CF1673C Palindrome Basis

You are given a positive integer $ n $ . Let's call some positive integer $ a $ without leading zeroes palindromic if it remains the same after reversing the order of its digits. Find the number of distinct ways to express $ n $ as a sum of positive palindromic integers. Two ways are considered different if the frequency of at least one palindromic integer is different in them. For example, $ 5=4+1 $ and $ 5=3+1+1 $ are considered different but $ 5=3+1+1 $ and $ 5=1+3+1 $ are considered the same. Formally, you need to find the number of distinct multisets of positive palindromic integers the sum of which is equal to $ n $ . Since the answer can be quite large, print it modulo $ 10^9+7 $ .
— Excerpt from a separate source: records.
PR #242, opened 2020-08-06
Initial support for headless services

### LINKED ISSUE #117: Add support for headless services
With "headless" service, instead of a single Service IP with load-balancing, the platform should return the IPs of associated Pods. This allows to interact directly with the Pods instead of a proxy. 

An headless services can be configured by explicitly specifying "None" for the clusterIP (.spec.clusterIP), and can be utilized with or without selectors: https://kubernetes.io/docs/concepts/services-networking/service/#headless-services

vthapar:
This adds limited initial support for headless services.

TBD:
 * Allow creation of headless service after service export
 * Support for stateful sets
 * Conflict resolution for service type between clusters
 * E2E

Fixes #117

Reference: https://github.com/kubernetes/enhancements/tree/master/keps/sig-multicluster/1645-multi-cluster-services-api

### DIFF
--- a/pkg/agent/controller/agent.go
+++ b/pkg/agent/controller/agent.go
@@ -201,7 +201,10 @@ func (a *Controller) serviceExportToRemoteServiceImport(obj runtime.Object, op s
 	}
 
 	if a.globalnetEnabled && svcType == lighthousev2a1.Headless {
-		klog.Errorf("Headless Services not supported with globalnet yet")
+		klog.Infof("Headless Services not supported with globalnet yet")
+		a.updateExportedServiceStatus(svcExport.Name, svcExport.Namespace, lighthousev2a1.ServiceExportInitialized,
+			corev1.ConditionFalse, invalidServiceType, "Headless Services not supported with Globalnet IP")
+
 		return nil, false
 	}
 
@@ -219,16 +222,26 @@ func (a *Controller) serviceExportToRemoteServiceImport(obj runtime.Object, op s
 		Type: svcType,
 	}
 
+	ips := a.getIPsForService(svc, svcType)
+
+	if ips == nil {
+		// Failed to get ips for some reason, requeue
+		return nil, true
+	}
+
 	serviceImport.Status = lighthousev2a1.ServiceImportStatus{
 		Clusters: []lighthousev2a1.ClusterStatus{
 			{
 				Cluster: a.clusterID,
-				IPs:     a.getIpsForService(svc, svcType),
+				IPs:     ips,
 			},
 		},
 	}
 
 	if svcType == lighthousev2a1.SuperclusterIP {
+		/* We also store the clusterIP in an annotation as an optimization to recover it in case the IPs are
+		cleared out when here's no backing Endpoint pods.
+		*/
 		serviceImport.Annotations[clusterIP] = serviceImport.Status.Clusters[0].IPs[0]
 	}
 
@@ -303,22 +316,33 @@ func (a *Controller) endpointToRemoteServiceImport(obj runtime.Object, op syncer
 	serviceImport, err := a.getServiceImport(svcExport)
 
 	if err != nil {
+		if !errors.IsNotFound(err) {
+			klog.Errorf("Unable to get ServiceImport for %#v: %v", ep, err)
+		}
+
 		// Requeue
 		return nil, true
 	}
 
 	if serviceImport.Spec.Type == lighthousev2a1.Headless && a.globalnetEnabled {
-		klog.Errorf("Headless Services not supported with globalnet yet")
 		return nil, false
 	}
 
-	oldStatus := serviceImport.Status.DeepCopy()
-	ipList := getIpsFromEndpoint(ep)
+	ipList := getIPsFromEndpoint(ep)
 
 	if serviceImport.Spec.Type == lighthousev2a1.SuperclusterIP && len(ipList) > 0 {
-		// Once we cache service and related objecs, this won't be needed
+		/*
+			When there's no healthy pods, the IPs in the Endpoint will become empty and
+			thus we also clear the ServiceImport IPs to avoid clients sending a request
+			to a cluster which has no active pods to handle the request.
+
+			Once at least one backing Endpoint pod becomes healthy, we need to re-establish
+			the ServiceImport IPs from the previously cached clusterIP annotation.
+		*/
 		ipList = []string{serviceImport.Annotations[clusterIP]}
 	}
+
+	oldStatus := serviceImport.Status.DeepCopy()
 
 	serviceImport.Status = lighthousev2a1.ServiceImportStatus{
 		Clusters: []lighthousev2a1.ClusterStatus{
@@ -398,7 +422,7 @@ func serviceExportConditionEqual(c1, c2 *lighthousev2a1.ServiceExportCondition) 
 func (a *Controller) newServiceImport(svcExport *lighthousev2a1.ServiceExport) *lighthousev2a1.ServiceImport {
 	return &lighthousev2a1.ServiceImport{
 		ObjectMeta: metav1.ObjectMeta{
-			Name: svcExport.Name + "-" + svcExport.Namespace + "-" + a.clusterID,
+			Name: a.getObjectNameWithClusterId(svcExport.Name, svcExport.Namespace),
 			Annotations: map[string]string{
 				originName:      svcExport.Name,
 				originNamespace: svcExport.Namespace,
@@ -413,7 +437,7 @@ func (a *Controller) newServiceImport(svcExport *lighthousev2a1.ServiceExport) *
 }
 
 func (a *Controller) getServiceImport(svcExport *lighthousev2a1.ServiceExport) (*lighthousev2a1.ServiceImport, error) {
-	siName := svcExport.Name + "-" + svcExport.Namespace + "-" + a.clusterID
+	siName := a.getObjectNameWithClusterId(svcExport.Name, svcExport.Namespace)
 	serviceImport, err := a.lighthouseClient.LighthouseV2alpha1().ServiceImports(a.namespace).Get(siName, metav1.GetOptions{})
 
 	if err != nil {
@@ -423,7 +447,7 @@ func (a *Controller) getServiceImport(svcExport *lighthousev2a1.ServiceExport) (
 	return serviceImport, nil
 }
 
-func (a *Controller) getIpsForService(service *corev1.Service, siType lighthousev2a1.ServiceImportType) []string {
+func (a *Controller) getIPsForService(service *corev1.Service, siType lighthousev2a1.ServiceImportType) []string {
 	if siType == lighthousev2a1.SuperclusterIP {
 		mcsIp := getGlobalIpFromService(service)
 		if mcsIp == "" {
@@ -435,14 +459,22 @@ func (a *Controller) getIpsForService(service *corev1.Service, siType lighthouse
 
 	endpoint, err := a.kubeClientSet.CoreV1().Endpoints(service.Namespace).Get(service.Name, metav1.GetOptions{})
 	if err != nil {
-		klog.V(log.DEBUG).Infof("Endpoints for svc  (%s/%s) not found: %v", service.Namespace, service.Name, err)
+		if !errors.IsNotFound(err) {
+			klog.Errorf("Error obtaining Endpoint for Service  (%s/%s): %v", service.Namespace, service.Name, err)
+			return nil
+		}
+
 		return make([]string, 0)
 	}
 
-	return getIpsFromEndpoint(endpoint)
+	return getIPsFromEndpoint(endpoint)
 }
 
-func getIpsFromEndpoint(endpoint *corev1.Endpoints) []string {
+func (a *Controller) getObjectNameWithClusterId(name, namespace string) string {
+	return name + "-" + namespace + "-" + a.clusterID
+}
+
+func getIPsFromEndpoint(endpoint *corev1.Endpoints) []string {
 	ipList := make([]string, 0)
 
 	for _, eps := range endpoint.Subsets {
--- a/pkg/agent/controller/agent.go
+++ b/pkg/agent/controller/agent.go
@@ -11,9 +11,11 @@ import (
 	lighthousev2a1 "github.com/submariner-io/lighthouse/pkg/apis/lighthouse.submariner.io/v2alpha1"
 	lighthouseClientset "github.com/submariner-io/lighthouse/pkg/client/clientset/versioned"
 	corev1 "k8s.io/api/core/v1"
+	"k8s.io/apimachinery/pkg/api/equality"
 	"k8s.io/apimachinery/pkg/api/errors"
 	"k8s.io/apimachinery/pkg/api/meta"
 	metav1 "k8s.io/apimachinery/pkg/apis/meta/v1"
+	"k8s.io/apimachinery/pkg/apis/meta/v1/unstructured"
 	"k8s.io/apimachinery/pkg/runtime"
 	utilruntime "k8s.io/apimachinery/pkg/util/runtime"
 	"k8s.io/client-go/dynamic"
@@ -26,8 +28,13 @@ import (
 const (
 	submarinerIpamGlobalIp = "submariner.io/globalIp"
 	serviceUnavailable     = "ServiceUnavailable"
+	invalidServiceType     = "UnsupportedServiceType"
+	clusterIP              = "cluster-ip"
 	originName             = "origin-name"
 	originNamespace        = "origin-namespace"
+	labelSourceName        = "lighthouse.submariner.io/sourceName"
+	labelSourceNamespace   = "lighthouse.submariner.io/sourceNamespace"
+	labelSourceCluster     = "lighthouse.submariner.io/sourceCluster"
 )
 
 var MaxExportStatusConditions = 10
@@ -67,17 +74,19 @@ func NewWithDetail(spec *AgentSpecification, syncerConf *broker.SyncerConfig, re
 	newSyncer func(*broker.SyncerConfig) (*broker.Syncer, error)) (*Controller, error) {
 	agentController := &Controller{
 		clusterID:        spec.ClusterID,
+		namespace:        spec.Namespace,
 		globalnetEnabled: spec.GlobalnetEnabled,
 		kubeClientSet:    kubeClientSet,
 		lighthouseClient: lighthouseClient,
 	}
 
 	svcExportResourceConfig := broker.ResourceConfig{
-		LocalSourceNamespace:  metav1.NamespaceAll,
-		LocalResourceType:     &lighthousev2a1.ServiceExport{},
-		LocalTransform:        agentController.serviceExportToRemoteServiceImport,
-		LocalOnSuccessfulSync: agentController.onSuccessfulServiceImportSync,
-		BrokerResourceType:    &lighthousev2a1.ServiceImport{},
+		LocalSourceNamespace:      metav1.NamespaceAll,
+		LocalResourceType:         &lighthousev2a1.ServiceExport{},
+		LocalTransform:            agentController.serviceExportToRemoteServiceImport,
+		LocalOnSuccessfulSync:     agentController.onSuccessfulServiceImportSync,
+		BrokerResourceType:        &lighthousev2a1.ServiceImport{},
+		BrokerResourcesEquivalent: agentController.serviceImportEquivalent,
 	}
 
 	syncerConf.Scheme = scheme
@@ -108,6 +117,23 @@ func NewWithDetail(spec *AgentSpecification, syncerConf *broker.SyncerConfig, re
 		return nil, err
 	}
 
+	agentController.endpointSyncer, err = syncer.NewResourceSyncer(&syncer.ResourceSyncerConfig{
+		Name:                "Endpoint events",
+		SourceClient:        localClient,
+		SourceNamespace:     metav1.NamespaceAll,
+		Direction:           syncer.LocalToRemote,
+		RestMapper:          restMapper,
+		Federator:           agentController.serviceExportSyncer.GetBrokerFederator(),
+		ResourceType:        &corev1.Endpoints{},
+		Transform:           agentController.endpointToRemoteServiceImport,
+		ResourcesEquivalent: agentController.endpointEquivalent,
+		Scheme:              scheme,
+	})
+
+	if err != nil {
+		return nil, err
+	}
+
 	return agentController, nil
 }
 
@@ -128,12 +154,20 @@ func (a *Controller) Start(stopCh <-chan struct{}) error {
 		return err
 	}
 
+	if err := a.endpointSyncer.Start(stopCh); err != nil {
+		return err
+	}
+
 	klog.Info("Lighthouse agent syncer started")
 
 	return nil
 }
 
 func (a *Controller) serviceExportToRemoteServiceImport(obj runtime.Object, op syncer.Operation) (runtime.Object, bool) {
+	if op == syncer.Update {
+		return nil, false
+	}
+
 	svcExport := obj.(*lighthousev2a1.ServiceExport)
 	serviceImport := a.newServiceImport(svcExport)
 
@@ -156,6 +190,21 @@ func (a *Controller) serviceExportToRemoteServiceImport(obj runtime.Object, op s
 		return nil, true
 	}
 
+	svcType, ok := getServiceImportType(svc)
+
+	if !ok {
+		a.updateExportedServiceStatus(svcExport.Name, svcExport.Namespace, lighthousev2a1.ServiceExportInitialized,
+			corev1.ConditionFalse, invalidServiceType, fmt.Sprintf("Service of type %v not supported", svc.Spec.Type))
+		klog.Errorf("Service type %q not supported", svc.Spec.Type)
+
+		return nil, false
+	}
+
+	if a.globalnetEnabled && svcType == lighthousev2a1.Headless {
+		klog.Errorf("Headless Services not supported with globalnet yet")
+		return nil, false
+	}
+
 	if a.globalnetEnabled && getGlobalIpFromService(svc) == "" {
 		klog.V(log.DEBUG).Infof("Service to be exported (%s/%s) doesn't have a global IP yet", svcExport.Namespace, svcExport.Name)
 
@@ -167,18 +216,38 @@ func (a *Controller) serviceExportToRemoteServiceImport(obj runtime.Object, op s
 	}
 
 	serviceImport.Spec = lighthousev2a1.ServiceImportSpec{
-		Type: lighthousev2a1.SuperclusterIP,
+		Type: svcType,
 	}
+
 	serviceImport.Status = lighthousev2a1.ServiceImportStatus{
 		Clusters: []lighthousev2a1.ClusterStatus{
-			a.newClusterStatus(svc, a.clusterID),
+			{
+				Cluster: a.clusterID,
+				IPs:     a.getIpsForService(svc, svcType),
+			},
 		},
+	}
+
+	if svcType == lighthousev2a1.SuperclusterIP {
+		serviceImport.Annotations[clusterIP] = serviceImport.Status.Clusters[0].IPs[0]
 	}
 
 	a.updateExportedServiceStatus(svcExport.Name, svcExport.Namespace, lighthousev2a1.ServiceExportInitialized,
 		corev1.ConditionTrue, "AwaitingSync", "Awaiting sync of the ServiceImport to the broker")
 
 	return serviceImport, false
+}
+
+func getServiceImportType(service *corev1.Service) (lighthousev2a1.ServiceImportType, bool) {
+	if service.Spec.Type != "" && service.Spec.Type != corev1.ServiceTypeClusterIP {
+		return "", false
+	}
+
+	if service.Spec.ClusterIP == corev1.ClusterIPNone {
+		return lighthousev2a1.Headless, true
+	}
+
+	return lighthousev2a1.SuperclusterIP, true
 }
 
 func (a *Controller) onSuccessfulServiceImportSync(synced runtime.Object, op syncer.Operation) {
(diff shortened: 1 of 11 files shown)


plugin/lighthouse/handler_test.go
```diff
@@ -290,11 +308,12 @@ func testClusterStatus() {
 			mockCs.clusterStatusMap[clusterID] = false
 			mockCs.clusterStatusMap[clusterID2] = false
 		})
-		It("should return RcodeServerFailure", func() {
+		It("should return empty response (NODATA)", func() {
 			executeTestCase(lh, rec, test.Case{
-				Qname: service1 + "." + namespace1 + ".svc.cluster.local.",
-				Qtype: dns.TypeA,
-				Rcode: dns.RcodeServerFailure,
+				Qname:  service1 + "." + namespace1 + ".svc.cluster.local.",
```
mangelajo, line 313: Why are you testing cluster.local instead of multicluster/supercluster/etc?

mangelajo: Same question for others

vthapar: plugin code doesn't really care as `supercluster.local` is more of a configuration parameter. Since this is handler UT, configuration doesn't apply to it. Agree that should change this, was waiting for `clusterset` to be formalized before making this change.

pkg/agent/controller/agent.go
```diff
@@ -288,10 +375,67 @@ func (a *Controller) newServiceImport(svcExport *lighthousev2a1.ServiceExport) *
...
+	serviceImports, err := a.lighthouseClient.LighthouseV2alpha1().ServiceImports(corev1.NamespaceAll).List(siListOptions)
+	if err != nil {
+		return nil, err
+	}
+
+	if len(serviceImports.Items) > 1 {
+		return nil, fmt.Errorf("Found multiple ServiceImports with local cluster ID.")
+	}
+
+	return &serviceImports.Items[0], nil
```
tpantelis, line 405: `serviceImports.Items` could be empty.

But instead of using a label selector for lookup, why not  lookup by Name as constructed on L373 (and put it in a `serviceNameFrom(svcExport *lighthousev2a1.ServiceExport)` function)? The same label fields you're using for lookup are also encoded in the Name. This code would be simplified to use `Get` and not have to check for multiple.

pkg/agent/controller/agent.go
```diff
@@ -219,6 +269,55 @@ func (a *Controller) serviceToRemoteServiceImport(obj runtime.Object, op syncer.
...
+		// some other error. Log and requeue
+		klog.Errorf("Unable to get ServiceExport for %#v: %v", ep, err)
+		return nil, true
+	}
+
+	serviceImport, err := a.getServiceImport(svcExport)
+
+	if err != nil {
+		// Log and requeue
+		klog.Errorf("Failed to get ServiceImport for %v", svcExport)
```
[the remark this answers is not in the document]
tpantelis: I don't think we should log an error if the `ServiceImport` isn't found.

pkg/agent/controller/agent.go
```diff
@@ -219,6 +269,55 @@ func (a *Controller) serviceToRemoteServiceImport(obj runtime.Object, op syncer.
...
+		return nil, true
+	}
+
+	if serviceImport.Spec.Type == lighthousev2a1.Headless && a.globalnetEnabled {
+		klog.Errorf("Headless Services not supported with globalnet yet")
+		return nil, false
+	}
+
+	oldStatus := serviceImport.Status.DeepCopy()
```
tpantelis, line 297: Move this after L302.

pkg/agent/controller/agent.go
```diff
@@ -219,6 +269,55 @@ func (a *Controller) serviceToRemoteServiceImport(obj runtime.Object, op syncer.
...
+	ipList := getIpsFromEndpoint(ep)
+
+	if serviceImport.Spec.Type == lighthousev2a1.SuperclusterIP && len(ipList) > 0 {
+		return nil, false
+	}
```
tpantelis, line 302: I'm not clear on this check. Shouldn't this code only run for `Headless`? For `SuperclusterIP` we use the service's `ClusterIP` (or GN IP) for the `ServiceImport` IP(s). With this check, we would overwrite the IPs with an empty list.

pkg/agent/controller/agent.go
```diff
@@ -288,10 +375,67 @@ func (a *Controller) newServiceImport(svcExport *lighthousev2a1.ServiceExport) *
...
+
+	if len(serviceImports.Items) > 1 {
+		return nil, fmt.Errorf("Found multiple ServiceImports with local cluster ID.")
+	}
+
+	return &serviceImports.Items[0], nil
+}
+
+func (a *Controller) getIpsForService(service *corev1.Service, siType lighthousev2a1.ServiceImportType) []string {
```
tpantelis, line 408:
```suggestion
func (a *Controller) getIPsForService(service *corev1.Service, siType lighthousev2a1.ServiceImportType) []string {
```

pkg/agent/controller/agent.go
```diff
@@ -288,10 +375,67 @@ func (a *Controller) newServiceImport(svcExport *lighthousev2a1.ServiceExport) *
...
+	endpoint, err := a.kubeClientSet.CoreV1().Endpoints(service.Namespace).Get(service.Name, metav1.GetOptions{})
+	if err != nil {
+		klog.Errorf("Endpoints for svc  (%s/%s) not found: %v", service.Namespace, service.Name, err)
+		return make([]string, 0)
+	}
+
+	return getIpsFromEndpoint(endpoint)
+}
+
+func getIpsFromEndpoint(endpoint *corev1.Endpoints) []string {
```
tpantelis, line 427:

The first line of input contains a single integer $ t $ ( $ 1\leq t\leq 10^4 $ ) denoting the number of testcases. Each testcase contains a single line of input containing a single integer $ n $ ( $ 1\leq n\leq 4\cdot 10^4 $ ) — the required sum of palindromic integers.

For each testcase, print a single integer denoting the required answer modulo $ 10^9+7 $ .

For the first testcase, there are $ 7 $ ways to partition $ 5 $ as a sum of positive palindromic integers: - $ 5=1+1+1+1+1 $ - $ 5=1+1+1+2 $ - $ 5=1+2+2 $ - $ 5=1+1+3 $ - $ 5=2+3 $ - $ 5=1+4 $ - $ 5=5 $ For the second testcase, there are total $ 77 $ ways to partition $ 12 $ as a sum of positive integers but among them, the partitions $ 12=2+10 $ , $ 12=1+1+10 $ and $ 12=12 $ are not valid partitions of $ 12 $ as a sum of positive palindromic integers because $ 10 $ and $ 12 $ are not palindromic. So, there are $ 74 $ ways to partition $ 12 $ as a sum of positive palindromic integers.